:: GIVEN DATA ::
--------

PR #1594, opened 2016-05-09
Remove flicker on search but preserve original hide when dropdown not visible

rpocklin:
Remove flicker on search but preserve original hide when dropdown not visible

### DIFF
--- a/src/uiSelectDirective.js
+++ b/src/uiSelectDirective.js
@@ -323,6 +323,8 @@ uis.directive('uiSelect',
 
         };
 
+        var opened = false;
+
         scope.calculateDropdownPos = function(){
 
           if ($select.open) {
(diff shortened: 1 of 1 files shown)


aaronrenner:
Works for me 👍

src/uiSelectDirective.js
```diff
@@ -331,8 +333,11 @@ uis.directive('uiSelect',
               return;
             }
 
-            // Hide the dropdown so there is no flicker until $timeout is done executing.
-            dropdown[0].style.opacity = 0;
+           // Hide the dropdown so there is no flicker until $timeout is done executing.
+           if ($select.search === '' && !opened) {
+              dropdown[0].style.opacity = 0;
+              opened = true;
```
user378230: @rpocklin Does `opened` never need to be reset to `false`?

rpocklin: Not that i've found, since it's already been rendered once - AFAIK the opacity change was for the initial render only.

Yurko-Fedoriv:
@rpocklin thanks for the fix, it's very helpful, I ported it to my fork, since I need to integrate it, and I'm having one note:
you are defining ```opened``` in the top most global scope, which is not very cool. Here is my version, it probably has slightly better code smell:

https://github.com/nutritionix/ui-select/blob/f20c4d45feb2f21701bd579b19c9a90c672994e6/src/uiSelectDirective.js#L373-L376

rpocklin:
@Yurko-Fedoriv not sure you know what you're doing here.  You're adding a variable under a function declaration.  My version is not using **global scope**, its within the directive in the `compile` function.  It can only be initially opened once anyway, so it's fine in this case.

Yurko-Fedoriv:
ah, sorry, nvm, I somehow missed outer declaration.

Issue #1588, opened 2016-05-02
Dropdown remains visible when open list is empty if using bootstrap theme


nfeldman-at-onshape:
### Bug description:
As a consequence of https://github.com/angular-ui/ui-select/commit/e65995f1eb2e190e71c9226a2f754671a7277c86#diff-4c6dab330fc9c181481aa33e5feb15b9 an open select list is visible even if there are no options to choose from. 

Activate the first select box in the following plnkr
http://plnkr.co/edit/N1AlvedLTmSr2BDsNvSi?p=preview
to see.

### Version of Angular, UI-Select, and Bootstrap/Select2/Selectize CSS

Angular:
1.3.15 and 1.5.0

UI-Select:
0.16.1

Bootstrap/Select2/Selectize CSS (if applicable):
bootstrap 3.1.0 and 3.1.1

PR #1598, opened 2016-05-11
fix(select2): hide dropdown if there are no items to show

torstenrudolf:
this is equivalent to #1588 for bootstrap

the empty dropdown behaviour was especially annoying when using ui-select for tagging without choices.

### DIFF
--- a/src/select2/select-multiple.tpl.html
+++ b/src/select2/select-multiple.tpl.html
@@ -26,7 +26,7 @@
     </li>
   </ul>
   <div class="ui-select-dropdown select2-drop select2-with-searchbox select2-drop-active"
-       ng-class="{'select2-display-none': !$select.open}">
+       ng-class="{'select2-display-none': !$select.open || $select.items.length === 0}">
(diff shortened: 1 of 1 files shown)


user378230:
Is there actually a dropdown displayed? I switched plunkr in #1588 to select2 theme and I didn't see anything that looked wrong. 

Can you add a screenshot & plunkr demo of the issue? (And possibly one with your fix?)

torstenrudolf:
@user378230 
hmm, it might actually be in a different situation. Namely when you use the ui-select for tagging with `tagging-label="false"` and no choices.

Please have a look at the following (plunker)[http://plnkr.co/edit/42MxM2XbLiANgr0qPO1K?p=preview]
with the select2-theme you get a dropdown when you click into the input but with the bootstrap theme you don't.

This might be a side affect of #1588

user378230:
Sorry I was looking at select2 single mode when the problem was in select2 multiple mode. 

This looks ok then, thanks!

--------

:: PROBLEM TO SOLVE ::
The whole listing, restated word for word, is the expected answer.

:: RESPONSE TO THE EXERCISE ::
PR #1594, opened 2016-05-09
Remove flicker on search but preserve original hide when dropdown not visible

rpocklin:
Remove flicker on search but preserve original hide when dropdown not visible

### DIFF
--- a/src/uiSelectDirective.js
+++ b/src/uiSelectDirective.js
@@ -323,6 +323,8 @@ uis.directive('uiSelect',
 
         };
 
+        var opened = false;
+
         scope.calculateDropdownPos = function(){
 
           if ($select.open) {
(diff shortened: 1 of 1 files shown)


aaronrenner:
Works for me 👍

src/uiSelectDirective.js
```diff
@@ -331,8 +333,11 @@ uis.directive('uiSelect',
               return;
             }
 
-            // Hide the dropdown so there is no flicker until $timeout is done executing.
-            dropdown[0].style.opacity = 0;
+           // Hide the dropdown so there is no flicker until $timeout is done executing.
+           if ($select.search === '' && !opened) {
+              dropdown[0].style.opacity = 0;
+              opened = true;
```
user378230: @rpocklin Does `opened` never need to be reset to `false`?

rpocklin: Not that i've found, since it's already been rendered once - AFAIK the opacity change was for the initial render only.

Yurko-Fedoriv:
@rpocklin thanks for the fix, it's very helpful, I ported it to my fork, since I need to integrate it, and I'm having one note:
you are defining ```opened``` in the top most global scope, which is not very cool. Here is my version, it probably has slightly better code smell:

https://github.com/nutritionix/ui-select/blob/f20c4d45feb2f21701bd579b19c9a90c672994e6/src/uiSelectDirective.js#L373-L376

rpocklin:
@Yurko-Fedoriv not sure you know what you're doing here.  You're adding a variable under a function declaration.  My version is not using **global scope**, its within the directive in the `compile` function.  It can only be initially opened once anyway, so it's fine in this case.

Yurko-Fedoriv:
ah, sorry, nvm, I somehow missed outer declaration.

Issue #1588, opened 2016-05-02
Dropdown remains visible when open list is empty if using bootstrap theme


nfeldman-at-onshape:
### Bug description:
As a consequence of https://github.com/angular-ui/ui-select/commit/e65995f1eb2e190e71c9226a2f754671a7277c86#diff-4c6dab330fc9c181481aa33e5feb15b9 an open select list is visible even if there are no options to choose from. 

Activate the first select box in the following plnkr
http://plnkr.co/edit/N1AlvedLTmSr2BDsNvSi?p=preview
to see.

### Version of Angular, UI-Select, and Bootstrap/Select2/Selectize CSS

Angular:
1.3.15 and 1.5.0

UI-Select:
0.16.1

Bootstrap/Select2/Selectize CSS (if applicable):
bootstrap 3.1.0 and 3.1.1

PR #1598, opened 2016-05-11
fix(select2): hide dropdown if there are no items to show

torstenrudolf:
this is equivalent to #1588 for bootstrap

the empty dropdown behaviour was especially annoying when using ui-select for tagging without choices.

### DIFF
--- a/src/select2/select-multiple.tpl.html
+++ b/src/select2/select-multiple.tpl.html
@@ -26,7 +26,7 @@
     </li>
   </ul>
   <div class="ui-select-dropdown select2-drop select2-with-searchbox select2-drop-active"
-       ng-class="{'select2-display-none': !$select.open}">
+       ng-class="{'select2-display-none': !$select.open || $select.items.length === 0}">
(diff shortened: 1 of 1 files shown)


user378230:
Is there actually a dropdown displayed? I switched plunkr in #1588 to select2 theme and I didn't see anything that looked wrong. 

Can you add a screenshot & plunkr demo of the issue? (And possibly one with your fix?)

torstenrudolf:
@user378230 
hmm, it might actually be in a different situation. Namely when you use the ui-select for tagging with `tagging-label="false"` and no choices.

Please have a look at the following (plunker)[http://plnkr.co/edit/42MxM2XbLiANgr0qPO1K?p=preview]
with the select2-theme you get a dropdown when you click into the input but with the bootstrap theme you don't.

This might be a side affect of #1588

user378230:
Sorry I was looking at select2 single mode when the problem was in select2 multiple mode. 

This looks ok then, thanks!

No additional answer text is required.